Income becomes an important factor. If you are a wealthy citizen, then the healthcare considerations will be different than if you are not as wealthy or a regular Canadian citizen. One concern for people is the sustainability of the current healthcare costs.
These differing frames of reference change the ways in which people are able to take into account the idea of “cost” within healthcare. He continued, “When I talk to audiences, there are notions that people have about what is affordable. There are notions people have about what it will do to their own income.”
To deal with the sustainability of the healthcare system, Guyatt said that he asks people about the healthcare expenditures as a proportion of the GDP over the last seven years. He gives multiple choices: gone up every year, most years, and so on.

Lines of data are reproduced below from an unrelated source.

PR #4049, opened 2024-08-02
chore(android): remove onBackPressed function in FullScreenPlayerView

### LINKED ISSUE #4047: [BUG]: Android navigation bar stays hidden after video using fullscreen no longer mounted
### Version

6.4.3

Android

### System Version

Android 13

Simulator

### Architecture

Old architecture

### What happened?

After playing the video or closing the screen with the video using `fullscreen={true}`, the status bar reappears but the navigation bar doesn't.

Maybe it is related to [this issue](https://github.com/TheWidlarzGroup/react-native-video/pull/3978).

### Reproduction

_No response_

### Reproduction

- Show a screen with Video component with `fullscreen={true}`
- Close the screen

seyedmostafahasani:
## Summary
Removed the onBackPressed function.

### Motivation
I fixed a potential issue where the `setFullscreen` method was not being called if the user did not press the back button.
fix #4047, #4057

## Test plan


KrzysztofMoch:
@seyedmostafahasani correct me if I am wrong but this should fix #4047 ?

android/src/main/java/com/brentvatne/exoplayer/FullScreenPlayerView.kt
```diff
@@ -60,10 +60,6 @@ class FullScreenPlayerView(
     init {
         setContentView(containerView, generateDefaultLayoutParams())
     }
-    override fun onBackPressed() {
-        super.onBackPressed()
-        onBackPressedCallback.handleOnBackPressed()
-    }
```
KrzysztofMoch, line 88: Why removing this? (just for my knowledge)

seyedmostafahasani:
> @seyedmostafahasani correct me if I am wrong but this should fix #4047 ?

I think this PR can resolve it.

android/src/main/java/com/brentvatne/exoplayer/FullScreenPlayerView.kt
seyedmostafahasani: If the user presses the back button, the `onStop` method will eventually be called as the activity transitions to a stopped state. Therefore, we can call the logic for backButtonPressed inside the `onStop` function.

sntg-p:
What happens if the user does not press the system back button but they press a button that invokes `navigation.goBack()`? In this case `navigation` comes from React Navigation but it could be whatever routing solution the app is using.

seyedmostafahasani:
> What happens if the user does not press the system back button but they press a button that invokes `navigation.goBack()`? In this case `navigation` comes from React Navigation but it could be whatever routing solution the app is using.

@sntg-p I just want to be sure that I get you correctly. For full-screen mode you navigate to another screen and use the prop `fullscreen={true}`. To exit this mode you call the `goBack()` function.

sntg-p:
What happens if the user does not press the system back button but they press a button that invokes `navigation.goBack()`? In this case `navigation` comes from React Navigation but it could be whatever routing solution the app is using.

sntg-p:
> @sntg-p I just want to be sure that I get you correctly. For full-screen mode you navigate to another screen and use the prop `fullscreen={true}`. To exit this mode you call the `goBack()` function.

This is currently not working properly as I mentioned in https://github.com/TheWidlarzGroup/react-native-video/issues/4047. Not really sure if this PR fixes that, as I didn't test it.

seyedmostafahasani:
@sntg-p would you please share your code with me if it's possible or sample of your code?

mkbhdana:
> What happens if the user does not press the system back button but they press a button that invokes `navigation.goBack()`? In this case `navigation` comes from React Navigation but it could be whatever routing solution the app is using.

That's exactly i am using and then statusbar and navbar gets hidden

seyedmostafahasani:
@sntg-p @mkbhdana 
Could you please use the `setFullScreen` method as shown below?
```
const exitFullScreen = () => {
    navigation.goBack();
    setFullScreen(false);
}
```

mkbhdana:
> @sntg-p @mkbhdana Could you please use the `setFullScreen` method as shown below?
> 
> ```
> const exitFullScreen = () => {
>     navigation.goBack();
>     setFullScreen(false);
> }
> ```

Already added in my task list to try this in my available time.

freeboub:
I think there is a side effect here. If you go to full screen, leave the app (press home), and go back to the app, full screen will be dismissed as onStop has been called.
Can you please double check that ?

mkbhdana:
> I think there is a side effect here. If you go to full screen, leave the app (press home), and go back to the app, full screen will be dismissed as onStop has been called. Can you please double check that ?

i tried it on my app and fullscreen stays

seyedmostafahasani:
> I think there is a side effect here. If you go to full screen, leave the app (press home), and go back to the app, full screen will be dismissed as onStop has been called. Can you please double check that ?

I tested your scenario, and the app works correctly. I pressed the home button, then I went back to the app, but the app was in full-screen mode. `onStop` doesn't get called when I press the home button or background the app.

freeboub (approved):

seyedmostafahasani:
> > I think there is a side effect here. If you go to full screen, leave the app (press home), and go back to the app, full screen will be dismissed as onStop has been called. Can you please double check that ?
> 
> i tried it on my app and fullscreen stays

Would you please share a sample of your code with me?

seyedmostafahasani:
@mkbhdana 
Would you please share a sample of your code with me?
I think your issue is not related to this PR.

seyedmostafahasani:
@sntg-p @mkbhdana 
I think this PR (#4112) can resolve your issue.

mkbhdana:
> @mkbhdana Would you please share a sample of your code with me? I think your issue is not related to this PR.

well setFullscreen also not resolved my issue 

i just used react-native-system-navigation-bar this library and calling SystemNavigationBar.fullScreen(false); on onBack handler and this solves my entire problem with status and navigation bar while keeping fullscreen={true} in react native video component

mkbhdana:
@sntg-p also I find if I keep fullscreen = true then then navigation bar adds some space above it after dismissing video so to solve it I set fullscreen = false in video commponent and instead I use SystemNavigationBar.fullScreen(true); and SystemNavigationBar.immersive(); inside useEffect so it helped to resolve the issue.

seyedmostafahasani:
@KrzysztofMoch 
If you have enough time please check out this PR.

KrzysztofMoch (approved):

freeboub:
@seyedmostafahasani I fix conflicts manually, can you double it is still working on your side and we can merge ?

seyedmostafahasani:
@freeboub
First of all, thank you for resolving the conflicts. I tested it, and everything works correctly. It's ready to merge.

Issue #4006, opened 2024-07-14
[BUG]: hideShutterView does not work


FrederickEngelhardt:
### Version

6.4.1

### What platforms are you having the problem on?

Android

### System Version

Android 14

### On what device are you experiencing the issue?

Real device

### Architecture

Old architecture

### What happened?

`hideShutterView` prop for android use to work. I upgraded recently from `6.0.0-alpha.6` to `6.4.1` and ran into the problem where the shutter shows up as a black window (on a white background with a white background video that loads).

```tsx
      <RNVideo
        {...props}
        hideShutterView // should hide blackscreen on load for android (does not work on 6.4.1)
      />
```

## Workaround

Add a colored view overlay until the video player is ready. Interesting part is `onLoaded` and `onReadyForDisplay` still require a debounce of anywhere between 20-200ms for the black screen to not show.

```tsx
import { View, StyleSheet } from 'react-native'
import RNVideo from 'react-native-video'

// or a variant of this, could easily be a simple JS timer.
import debounce from 'lodash.debounce'

const component = () => {
    const [isLoaded, setIsLoaded] = useState(false)

  const debouncedOnLoad = useMemo(
    () => debounce(() => setIsLoaded(true), 200),
    [],
  )

  return (
    <View>
      <RNVideo
        hideShutterView // hides blackscreen
      />
      {!isLoaded && Platform.OS === 'android' && (
        <View
          style={[
            StyleSheet.absoluteFillObject,
            { backgroundColor: 'white', zIndex: 9999 },
          ]}
        />
      )}
    </View>
  )
}
```

### Reproduction

repository link

### Reproduction

Step to reproduce this bug are: 
- Use 6.4.1 on android device. My device was a Note 20 Ultra. But should apply to all android devices using exoplayer

freeboub:
can you try `shuttercolor={'transparent'}` prop ? : https://thewidlarzgroup.github.io/react-native-video/component/props#shuttercolor

freeboub:
I tested hideShutterView in the sample app (6.4.3). It works as expected. I close the issue, but if I need to reopen, please provide a sample app.
and regarding to your expectation, I think you can put `shuttercolor={'white'}` !

Issue #2974, opened 2022-12-27
Black screen while initiating player on Android Devices


ajayr82:
# Bug

While initializing the player for playback a black screen appears for a moment - the duration depends on the device type. The below code seems to be causing this issue. Commenting the same seems to fix the issue. 

https://github.com/react-native-video/react-native-video/blob/master/android/src/main/java/com/brentvatne/exoplayer/ExoPlayerView.java:77

Can the background be set to transparent? Or perhaps prop can be provided to set the bg color

Which player are you experiencing the problem on:
* Android

hassenlazli:
Same issues

freeboub:
For sure, it make sens to be able to make background color configurable.
You will need to create a property dedicated to this feature.

moGeekHex:
+2

rmyr:
Having the same issue using the latest alpha. Kinda need to upgrade to the alpha as well, cause seeking is not working well in 5.2 (Android).

This is a major issue for our app, cause you can switch quickly between videos, so the black flicker becomes very noticable.

pgpankajbigstep:
Any solution for this issue?

brunoro:
Also seeing here when using the exoplayer on 5.2

brunoro:
@pgpankajbigstep the solution is to delete that line that sets the shutter background color on ExoPlayerView

wolfxpertlab:
same issue please tell me any solution for this issue

please help me

barghi:
shutterColor="transparent" prop
fixed the issue for me

freeboub:
Thank you @barghi . This ticket can be closed

Issue #2483, opened 2021-09-11
hideShutterView prop doesn't work


KyoungHwanLee:
# Bug

Even when set `hideShutterView` to true, the shutter view is not hidden.

https://github.com/react-native-video/react-native-video/blob/bf11502fdb83751ad826f3e4b448732075292805/android-exoplayer/src/main/java/com/brentvatne/exoplayer/ExoPlayerView.java#L131-L149
https://github.com/react-native-video/react-native-video/blob/bf11502fdb83751ad826f3e4b448732075292805/android-exoplayer/src/main/java/com/brentvatne/exoplayer/ExoPlayerView.java#L196-L210
142th line and 209th line ignore `hideShutterView` prop and force the visibility of shutter view to VISIBLE.
These codes should be replace to `this.updateShutterViewVisibility();`

## Platform
* Android ExoPlayer

## Environment info

Library version: 5.1.1

## Steps To Reproduce

Just set `hideShutterView` to true.

## Expected behaviour

1. Shutter view should be hidden

ldabiralai:
Looks like this was fixed as part of https://github.com/react-native-video/react-native-video/commit/6d74eb686f9c97924cd33dee288d4fd7a258944d any idea when this will be released? 🙏

tironiigor:
@ldabiralai I'm not sure, but you can always use the latest changes in your project!

PR #4060, opened 2024-08-06
fix(android): hide surfaceView for loading time when shutter is hidden

### LINKED ISSUE #4045: [BUG]: Black screen on Android until video fully loaded
### Version

6.4.3

Android

### System Version

android 12+

Real device, Simulator

### Architecture

Old architecture

### What happened?

I have a static photo and wanted to add a "live photo". This is a regular mp4 video that is uploaded via a link and activated.

But the problem is that in the latest versions of the library at the moment of "onLoadStart" a black canvas is called, which is shown until the video is loaded. I saw shutterColor and hideShutterView in the documentation, but using them doesn't solve the problem.

### Reproduction

_No response_

### Reproduction

Just try to loaded video from remote uri: for example https://d23dyxeqlo5psv.cloudfront.net/big_buck_bunny.mp4

moskalakamil:
## Summary
Fix black screen when `hideShutterView` is true
Closes #4045
### Motivation
Fix #4045, #4006, #2974, #2483
### Changes
- Hide surface view for loading time, when shutter view is hidden
- Allow to enter 'transparent' in `shutterColor` prop
## Test plan
run example app on android with Video `hideShutterView={true}` prop - there is no black screen then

“People end up surprised when the answer is that it has been stagnant or declined. So, as a percentage of GDP, healthcare is actually lower than it was seven years ago. They also tend to be surprised when you inform them that in 1991, that it was 10% of GDP for all healthcare expenditures. Now, it is a little bit below 11%. That is over more than 25 years.”
The healthcare expenditures over 25 years have been more extreme, according to Guyatt, “About 7% to 7.5%”. These influence the perception of the public on the costs of healthcare spending as a share of national wealth, which turn out to be false perceptions.
If we don’t clear up the misinformation, then making an informed choice on healthcare systems won’t be possible, but Gordon Guyatt is doing what he can to change that.